TASK DETAILS
In the data below, work out how many lines include the string "same". Only the number should be given.

SUPPLIED DATA
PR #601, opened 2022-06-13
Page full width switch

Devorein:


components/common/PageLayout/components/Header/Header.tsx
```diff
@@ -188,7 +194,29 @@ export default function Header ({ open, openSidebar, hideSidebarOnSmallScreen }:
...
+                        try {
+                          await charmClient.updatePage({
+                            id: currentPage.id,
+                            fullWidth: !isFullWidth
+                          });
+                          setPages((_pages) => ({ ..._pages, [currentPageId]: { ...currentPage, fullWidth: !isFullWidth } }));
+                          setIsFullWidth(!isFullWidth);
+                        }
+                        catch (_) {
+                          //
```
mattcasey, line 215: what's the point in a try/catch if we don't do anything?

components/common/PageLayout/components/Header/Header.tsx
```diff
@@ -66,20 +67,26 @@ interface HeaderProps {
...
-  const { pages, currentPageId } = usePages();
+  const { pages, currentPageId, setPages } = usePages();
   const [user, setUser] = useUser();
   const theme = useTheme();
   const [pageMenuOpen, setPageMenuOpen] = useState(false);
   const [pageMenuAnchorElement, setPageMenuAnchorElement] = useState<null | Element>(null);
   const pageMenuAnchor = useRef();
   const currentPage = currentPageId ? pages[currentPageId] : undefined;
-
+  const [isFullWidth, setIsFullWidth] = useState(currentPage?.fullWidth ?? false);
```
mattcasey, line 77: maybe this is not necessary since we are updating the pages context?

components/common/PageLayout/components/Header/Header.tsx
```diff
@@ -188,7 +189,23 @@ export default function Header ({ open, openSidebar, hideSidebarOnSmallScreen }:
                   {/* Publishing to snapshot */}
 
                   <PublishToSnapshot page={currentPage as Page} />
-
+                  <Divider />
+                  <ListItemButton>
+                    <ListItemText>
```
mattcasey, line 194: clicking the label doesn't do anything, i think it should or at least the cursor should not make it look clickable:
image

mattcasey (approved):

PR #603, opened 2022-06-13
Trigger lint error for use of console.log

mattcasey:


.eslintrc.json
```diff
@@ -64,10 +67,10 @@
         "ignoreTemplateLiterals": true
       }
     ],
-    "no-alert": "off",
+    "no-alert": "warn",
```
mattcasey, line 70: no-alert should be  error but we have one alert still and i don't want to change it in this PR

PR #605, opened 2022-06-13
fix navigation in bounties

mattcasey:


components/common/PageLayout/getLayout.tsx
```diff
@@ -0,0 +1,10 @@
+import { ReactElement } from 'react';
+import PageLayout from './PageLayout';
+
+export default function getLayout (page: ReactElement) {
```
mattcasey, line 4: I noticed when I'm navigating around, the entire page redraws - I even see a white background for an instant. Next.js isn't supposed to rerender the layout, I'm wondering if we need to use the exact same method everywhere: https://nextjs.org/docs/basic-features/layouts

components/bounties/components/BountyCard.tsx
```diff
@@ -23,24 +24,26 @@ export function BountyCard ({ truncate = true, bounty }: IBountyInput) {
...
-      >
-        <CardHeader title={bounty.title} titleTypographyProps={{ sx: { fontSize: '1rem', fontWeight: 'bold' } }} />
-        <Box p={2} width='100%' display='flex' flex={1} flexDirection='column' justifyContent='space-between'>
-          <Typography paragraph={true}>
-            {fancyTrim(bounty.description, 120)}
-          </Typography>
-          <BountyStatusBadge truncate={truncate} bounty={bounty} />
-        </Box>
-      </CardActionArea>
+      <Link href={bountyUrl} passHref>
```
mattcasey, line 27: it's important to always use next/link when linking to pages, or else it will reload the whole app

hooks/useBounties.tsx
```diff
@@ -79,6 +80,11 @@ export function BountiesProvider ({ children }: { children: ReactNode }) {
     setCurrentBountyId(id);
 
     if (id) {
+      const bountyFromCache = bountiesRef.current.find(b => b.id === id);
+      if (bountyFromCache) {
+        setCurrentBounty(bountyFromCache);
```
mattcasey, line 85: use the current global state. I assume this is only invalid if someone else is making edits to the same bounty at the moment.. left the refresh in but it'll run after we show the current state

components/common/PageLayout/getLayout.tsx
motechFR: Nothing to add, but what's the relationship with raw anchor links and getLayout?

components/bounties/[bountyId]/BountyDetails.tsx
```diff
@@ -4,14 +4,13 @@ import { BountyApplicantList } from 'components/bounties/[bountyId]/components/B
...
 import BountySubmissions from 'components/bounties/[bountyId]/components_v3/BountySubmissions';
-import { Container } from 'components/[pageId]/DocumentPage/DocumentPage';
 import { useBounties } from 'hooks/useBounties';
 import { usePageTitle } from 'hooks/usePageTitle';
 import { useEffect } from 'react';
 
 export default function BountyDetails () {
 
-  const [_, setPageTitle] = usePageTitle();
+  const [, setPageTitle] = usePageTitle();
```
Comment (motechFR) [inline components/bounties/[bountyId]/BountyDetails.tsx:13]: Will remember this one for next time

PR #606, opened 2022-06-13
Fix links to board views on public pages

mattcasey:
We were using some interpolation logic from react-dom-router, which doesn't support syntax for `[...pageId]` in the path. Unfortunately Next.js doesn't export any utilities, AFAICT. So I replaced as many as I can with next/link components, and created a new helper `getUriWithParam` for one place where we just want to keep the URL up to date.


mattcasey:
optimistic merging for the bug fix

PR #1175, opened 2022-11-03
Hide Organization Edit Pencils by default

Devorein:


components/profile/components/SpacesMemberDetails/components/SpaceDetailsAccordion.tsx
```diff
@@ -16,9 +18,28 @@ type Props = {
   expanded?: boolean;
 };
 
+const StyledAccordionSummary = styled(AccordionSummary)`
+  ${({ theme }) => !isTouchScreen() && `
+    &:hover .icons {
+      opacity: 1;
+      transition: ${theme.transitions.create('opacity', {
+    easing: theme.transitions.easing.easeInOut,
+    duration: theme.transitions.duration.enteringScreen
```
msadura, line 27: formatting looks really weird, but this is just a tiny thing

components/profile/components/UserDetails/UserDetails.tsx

PROBLEM SOLUTION
2